The patent pool is administered independently by biotechnology development NGO Bio Ventures for Global Health, based in Washington DC.
Based on the Food and Drug Administration’s identification of the neglected tropical diseases it is targeting in its own initiative, 16 diseases have come under the spotlight. They are tuberculosis; malaria; blinding trachoma; buruli ulcer; cholera; dengue and dengue haemorrhagic fever; dracunculiasis (guinea worm disease); fascioliasis; human African trypanosomiasis (sleeping sickness); leishmaniasis; leprosy; lymphatic filariasis; onchocerciasis; schistosomiasis (bilharzia); soil transmitted helminthiasis; and yaws.

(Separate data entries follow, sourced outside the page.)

PR #61, opened 2017-08-21
Add new output_modules to support writing directly to GCS

aarontp:
A couple other things ended up getting included in this PR.  Sorry about that, but I think at this point it's actually easier to review it as is rather than try to pull it apart.

- Also adding the hostname of the worker that processed the request to the TurbiniaResult object, and added that to log messages on the task manager side
- Remove some unneeded config init from turbinia/__init__
- A couple other small fixes


turbinia/output_writers.py
```diff
@@ -0,0 +1,170 @@
...
+    Args:
+      file_: A string path to a file.
+
+    Returns:
+      Bool indicating success
+    """
+    raise NotImplementedError
+
+
+class LocalOutputWriter(OutputWriter):
```
berggren: Not super important at this time but this file will get rather large, maybe we can refactor the different writers out to separate files later?

turbinia/output_writers.py
```diff
@@ -0,0 +1,170 @@
...
+      return False
+
+    shutil.copy(file_, output_file)
+    return True
+
+
+class GCSOutputWriter(OutputWriter):
+  """Output writer for Google Cloud Storage.
+
+  attributes:
```
berggren: Missing attributes:
* name
* client
* base_output_dir

Please add.

turbinia/output_writers.py
```diff
@@ -0,0 +1,170 @@
...
+    bucket (string): Storage bucket to put output results into.
+    gcs_path (string): GCS path to put output results into.
```
berggren: This is not an attribute, but a method argument

turbinia/output_writers.py
```diff
@@ -0,0 +1,170 @@
...
+      except OSError as e:
+        if e.errno == errno.EACCESS:
+          msg = u'Permission error ({0:s})'.format(str(e))
+        else:
+          msg = str(e)
+        raise TurbiniaException(msg)
+
+    return self.output_dir
+
+  def write(self, file_):
```
berggren: I would call it file_path instead of file_ to be more descriptive of what it is.

turbinia/workers/__init__.py
```diff
@@ -99,6 +148,16 @@ def add_evidence(self, evidence):
     """
     self.evidence.append(evidence)
 
+  def save_local_file(self, file_):
+    """Saves local file by writing to all non-local output writers.
```
berggren: This doesn't makes sense to me. Will it save local file by writing to all non-local writers?

turbinia/workers/__init__.py
```diff
@@ -99,6 +148,16 @@ def add_evidence(self, evidence):
...
+
+    Args:
+      file_ (string): Path to file to save.
+    """
+    for writer in self._output_writers:
+      if writer.name != 'LocalOutputWriter':
```
berggren: Shouldn't this be:
if writer.name == 'LocalOutputWriter'?

turbinia/workers/__init__.py
```diff
@@ -18,16 +18,21 @@
 import json
 import logging
 import os
+import platform
 import time
 import uuid
```
berggren: I notice that we don't use u'' for strings in the code base. We should consider doing:
from __future__ import unicode_literals

To make all strings unicode by default. What do you think?

turbinia/output_writers.py
aarontp: Yeah, I thought about putting these in separate modules, but I think this is OK for now.  If we add more writers we can separate it out.

turbinia/output_writers.py
aarontp: I added client, but name and base_output_dir are part of the base class.

turbinia/output_writers.py
aarontp: Thanks, I moved it to the __init__ docstring.

turbinia/workers/__init__.py
aarontp: Yeah, probably a good idea.  I added it here and in output_writers.py.  I'll go through with a second PR to add it elsewhere.

turbinia/workers/__init__.py
aarontp: Yeah, maybe I can come up with a name that's clearer.  It will take a file that already exists locally, and then writes it to all output writers except for the local one (since it already exists locally).  Let me know if you have suggestions for a better name.

turbinia/workers/__init__.py
aarontp: No;  Since the file already exists locally, we don't need to use the localOutputWriter to write it again.

aarontp:
PTAL

Issue #63, opened 2017-08-23
Create new GCS -> Persistent Disk copy task


aarontp:
This will create a new Persistent disk with a filesystem that is slightly larger than the image file on GCS, and will copy the raw image from GCS directly as a file in the Persistent Disk FS.  This will require a new Evidence type called something like PersistentDiskLocalImage.

alimez:
+ s3eed3ed

sa3eed3ed:
following up on our former discussion, https://github.com/google/cloud-forensics-utils/pull/169 is now merged. Raw disk images (+ other formats) can be imported from GCS to GCE. The created disk might be bigger due to some size restrictions in GCE, however the hash of the original disk matches the hash of the created GCE disk starting from the first byte and up to the byte count of the original disk. The byte count and the hash of the original disk are returned. Something similar to this can be done for verifying the evidence integrity, possible from the analysis VM: 
result['md5Hash'] = hash(created_gce_disk,
                                            start_byte=0,
                                            end_byte=result['bytes_count'])

More information: https://github.com/google/cloud-forensics-utils/blob/50396979a6e3e330fedb186a4b5942ce9dc0cff3/libcloudforensics/providers/gcp/forensics.py#L145

EX code:
 
import libcloudforensics.providers.gcp.forensics as forensics
result = forensics.CreateDiskFromGCSImage(
    'my-test-project-id',
    'gs://evidense_images/folder/raw.dd',
    'europe-west2-a',
    'new-gce-disk')

result = {'project_id': 'my-test-project-id, 'disk_name': 'new-gce-disk', 'zone': 'europe-west2-a', 'bytes_count': '4294967296', 'md5Hash': 'f14c653659dcc646c720072fe0b682a9'}

aarontp:
@sa3eed3ed That's awesome, thanks!  I wonder if we should record the original size as metadata in the new disk somewhere.  Should we create a method within libcloudforensics for verifying the hash given the size information?  Mostly I want to make sure we have a documented way of verifying the hash somewhere.  Thanks!

sa3eed3ed:
@aarontp regarding hash verification, there are several ways to do it, but first a few points because I think we might need to do it in a different way:
- Currently importing disks is via Cloud Build API, by running [Daisy import workflow](https://github.com/GoogleCloudPlatform/compute-image-tools/tree/master/daisy_workflows/image_import) to creat an image out of a source file and then the compute.disks APIs to create disk out of a GCE image.
[...]

PR #74, opened 2017-09-04
Process GCP persistent disks with embedded raw image

aarontp:
Note:  Also needed to fully support this type of evidence format is a task to do the conversion from raw image files in GCS to GCP PD with embedded raw images (Issue #63 ).

### DIFF
--- a/turbinia/processors/mount_local.py
+++ b/turbinia/processors/mount_local.py
@@ -27,7 +27,7 @@ def PreprocessMountDisk(evidence):
   """Locally mounts disk in an instance.
 
   Args:
-    evidence: A turbinia.evidence.RawDisk or subclass object.
+    evidence: A turbinia.evidence.RawDisk object or a subclass of it.
   """
   config.LoadConfig()
   mount_prefix = config.MOUNT_DIR_PREFIX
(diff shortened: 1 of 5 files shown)


turbinia/processors/mount_local.py
```diff
@@ -0,0 +1,80 @@
...
+from turbinia import config
+from turbinia import TurbiniaException
+
+log = logging.getLogger('turbinia')
+
+def PreprocessMountDisk(evidence):
+  """Locally mounts disk in an instance.
+
+  Args:
+    evidence: A turbinia.evidence.RawDisk or subclass object.
```
berggren: This is a bit unclear to me. Subclass of what?

turbiniactl
```diff
@@ -108,6 +108,31 @@ if __name__ == '__main__':
...
+      required=True)
+  parser_googleclouddiskembedded.add_argument(
+      '-s',
+      '--source',
+      help='Description of the source of the evidence',
+      required=False)
+  parser_googleclouddiskembedded.add_argument(
+      '-n', '--name', help='Descriptive name of the evidence', required=False)
+
   # Directory
```
berggren: This comment doesn't add much. Maybe reword it to be more descriptive?

turbinia/processors/mount_local.py
aarontp: Updated to make it a little more clear.

turbiniactl
aarontp: Reworded.

aarontp:
Thanks!

PR #76, opened 2017-09-13
Add results and exception handler decorator for workers

### LINKED ISSUE #70: Adding errors to TurbiniaTaskResult causes it to be unpickleable
[INFO]  Took 0.27 sec
  File "/home/turbinia/src/turbinia/turbiniactl", line 175, in <module>
    worker.listen()
  File "/home/turbinia/turbinia-env/local/lib/python2.7/site-packages/psq/worker.py", line 60, in listen
    self.run_task(task)
  File "/home/turbinia/turbinia-env/local/lib/python2.7/site-packages/psq/worker.py", line 69, in run_task
    task.execute(self.queue)
  File "/home/turbinia/turbinia-env/local/lib/python2.7/site-packages/psq/task.py", line 96, in execute
    queue.storage.put_task(self)
  File "/home/turbinia/turbinia-env/local/lib/python2.7/site-packages/psq/datastore_storage.py", line 61, in put_task
    entity['data'] = dumps(task)
  File "/home/turbinia/turbinia-env/local/lib/python2.7/site-packages/google/cloud/client.py", line 134, in __getstate__
    'Clients have non-trivial state that is local and unpickleable.',
pickle.PicklingError: Pickling client objects is explicitly not supported.
Clients have non-trivial state that is local and unpickleable.

aarontp:
This will catch exceptions and set the TurbiniaResult appropriately.  It also moves the TurbiniaResult setup out of the run function and into the decorator.  In the future we can potentially move other results handling into the decorator as well.  Fixes #70.

### DIFF
--- a/turbinia/workers/__init__.py
+++ b/turbinia/workers/__init__.py
@@ -22,11 +22,41 @@ import logging
 import os
 import platform
 import time
+import traceback
 import uuid
 
 from turbinia import config
 from turbinia import output_writers
 from turbinia import TurbiniaException
+
+
+# pylint: disable=unused-argument
+def results_handler(func, *args, **kwargs):
+  """Decorator to manage TurbiniaTaskResults and exception handling.
+
+  All TurbiniaTask.run() methods need to use this decorator in order to handle
+  the management of TurbiniaTaskResults and the exception handling and logging.
+  Otherwise details from exceptions in the worker cannot be propogated back to
+  the Turbinia TaskManager.
+  """
+  def decorator(self, evidence, *args, **kwargs):
+    """Function wrapper returned by decorator."""
+    if not isinstance(self, TurbiniaTask):
+      raise TurbiniaException(
+          'results_handler decorator can only be set on TurbiniaTask methods')
+
+    result = self.setup(evidence)
+    try:
+      result = func(self, evidence=evidence, result=result, *args, **kwargs)
+    # pylint: disable=broad-except
+    except Exception as e:
+      msg = 'Task failed with exeption: [{0!s}]'.format(e)
+      result.close(success=False, status=msg)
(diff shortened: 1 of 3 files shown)


turbinia/workers/__init__.py
```diff
@@ -22,13 +22,43 @@
...
+import traceback
 import uuid
 
 from turbinia import config
 from turbinia import output_writers
 from turbinia import TurbiniaException
 
 
+# pylint: disable=unused-argument
+def results_handler(func, *args, **kwargs):
```
berggren: Seeing that this decorator is needed by all subclasses that overrides run() could we do this with a hook instead? E.g, in TurbiniaTask:

```
TurbiniaTask(object):
  def run() 
   # do stuff here, like in the decorator
    self.do_run()

   def do_run():
     return NotImplemented

```
Then just implement do_run in all the classes that subclasses this.
WDYT?

aarontp: Yeah, that's a good idea.  I'll refactor it.

aarontp:
PTAL.

turbinia/workers/__init__.py
```diff
@@ -160,15 +161,15 @@ def save_local_file(self, file_):
       if writer.name != 'LocalOutputWriter':
         writer.write(file_)
 
-  def set_error(self, error, traceback):
+  def set_error(self, error, traceback_):
```
berggren: Is the trailing _ intended here?

aarontp: Yeah, since I imported the traceback module, the name conflicted, so I added it.  I know it's not exactly Plaso style, but PEP8 does mention that trailing underscore is "used by convention to avoid conflicts with Python keyword".  Leading underscore seems to make linters unhappy.

PR #1061, opened 2022-05-26
Add scripts for deployment of dfDewey datastores

dfjxs:
Add scripts for deployment of dfDewey datastores to k8s


aarontp (approved):
LGTM.  @wajihyassine do you want to take a quick look as well since you know more about the deployment setup?

Issue #468, opened 2019-12-05
More descriptive evidence output names


aarontp:
Because of the changes to disk based pre-processors in #388 the Evidence paths now point to loop devices instead of the original file/device path.  This means that that some tasks (e.g. strings) that use this path to generate the output file name no longer have the original name in them, and instead end up with names like `loop3.ascii`.  Sometimes these original filenames are descriptive or at least identify the evidence, so it would be nice if we could use the original names somehow, or come up with something that is more descriptive.

FYI @rgayon @wajihyassine

rgayon:
SHould we use the "parent's parent's...." evidence name for creating files?
We could have a GetOriginalName() method that follows the parents list to reach the submitted evidence name

aarontp:
@rgayon: That sounds like it would help in some cases, but even when using just a `RawDisk` Evidence type (which doesn't have any parents) we'll still see this loop device.

rgayon:
It will have `name=args.name`, and we can go for each task make sure they use Evidence.name instead of Evidence.XXXX_path ?

aarontp:
@rgayon : Yeah, one potential problem there too is that `Evidence.name` can be any descriptive string even though it's rarely actually used that way (so it could have characters we wouldn't want in a path).   Maybe we add a `GetOriginalName()` as you suggested, but also add an attribute for `original_path` that always gets set in `Evidence.__init__()`?

PR #1073, opened 2022-06-17
Evidence names

dfjxs:
Adding descriptive evidence names

Fixes: #468

### DIFF
--- a/turbinia/evidence.py
+++ b/turbinia/evidence.py
@@ -195,7 +195,7 @@ class Evidence:
     # List of jobs that have processed this evidence
     self.processed_by = []
     self.type = self.__class__.__name__
-    self.name = name if name else self.type
+    self._name = name
     self.saved_path = None
     self.saved_path_type = None
 
@@ -213,6 +213,21 @@ class Evidence:
 
   def __repr__(self):
     return self.__str__()
+
+  @property
+  def name(self):
+    if self._name:
+      return self._name
+    else:
+      return self.source_path if self.source_path else self.type
+
+  @name.setter
+  def name(self, value):
+    self._name = value
+
+  @name.deleter
+  def name(self):
+    del self._name
 
   @classmethod
   def from_dict(cls, dictionary):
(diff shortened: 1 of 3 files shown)


dfjxs:
@aarontp This should cover the evidence names, but I was also thinking about how we could include the evidence name in the final report.

We could record the input evidence name along with the task in Datastore and then query it in `client.format_task_status` when compiling the final report. What do you think?

turbinia/evidence.py
```diff
@@ -214,6 +214,21 @@ def __str__(self):
   def __repr__(self):
     return self.__str__()
 
+  @property
+  def name(self):
+    if self._name:
+      return self._name
+    else:
+      return self.source_path if self.source_path else self.type
```
aarontp, line 222: I wonder if we should make this something like `'{0:s}:{1:s}'.format(self.type, self.source_path)` so that it has both when that's available?

turbinia/turbiniactl.py
```diff
@@ -631,6 +631,8 @@ def process_args(args):
       source = args.source[i]
       if args.command == 'googleclouddiskembedded':
         embedded_path = args.embedded_path[i]
+        if not name:
+          name = embedded_path
```
aarontp, line 635: Should we include the disk name here too?

turbinia/evidence.py
aarontp: (or just a `join()` like you have below)

aarontp (commented):
Looks good, just a couple small things.

Yeah, I think including the input evidence name in datastore would be a good idea and then we can use that more flexibly wherever it's needed in the formatting methods as you say.

turbinia/evidence.py
dfjxs: As discussed, I think I'll leave the type out for now (unless there's no other name to use). If this causes confusion, we can always add it in later.

aarontp (approved):
LGTM

PR #1075, opened 2022-06-21
Change default logger to stdout from stderr

ramo-j:
What it says on the tin: The default stream logger goes to stderr, swapping to stdout.


aarontp (approved):
LGTM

It is hoped that, with greater access to intellectual property, the patent pool will lead to new developments in the control of these diseases. GSK has also said it will release some of its drug patents and manufacturing processes, making them available to others without asking for royalties.
Membership of the pool, which is voluntary, has been slow to gather momentum, but with the TIA and the world-renowned Massachusetts research university endorsing the initiative by joining, hopes are high that more companies will take the same step.
GSK announced earlier in 2010 that it would partner with iThemba Pharmaceuticals, a new Gauteng-based company funded by the Department of Science and Technology, to conduct research into a tuberculosis drug, using technology garnered from the pool and that was submitted by Alnylam Pharmaceuticals.
This US-based company was the first to release its patents into the pool, adding around 1 500 in 2009. The Alnylam patents focus on RNA interference techniques, which allows the selective shutting off and tuning on of genes in living cells.
The two researchers who developed the technique shared the Nobel Prize for Physiology or Medicine in 2006, and the drugs based on this technique of gene silencing are known as RNAi therapeutics.
More such initiatives are expected to flourish as the patent pool’s member base grows in size.
The improved control of neglected tropical diseases is a priority of the WHO, which in 2007 called for more funding for research and development into treatment and management strategies.
These bacterial and parasitic diseases affect over 1.4-billion people around the world, mostly in Africa, Southeast Asia and Latin America.
They are both a cause and a symptom of poverty, proliferating in conditions of poor sanitation, inadequate housing and ineffective insect control. They trap people in a cycle of unemployment and social isolation, leaving them unable to care for their families or themselves.
The word “neglected” is used to describe them because major diseases such as malaria, tuberculosis and Aids tend to get more funding and support from policy makers and organisations, while lower-profile diseases, although their eradication also presents an opportunity to lift people out of poverty, fall by the wayside.
According to the Global Network for Neglected Tropical Diseases, the worldwide burden of these illnesses is equal to at least half the total burden of HIV/Aids, tuberculosis and malaria combined.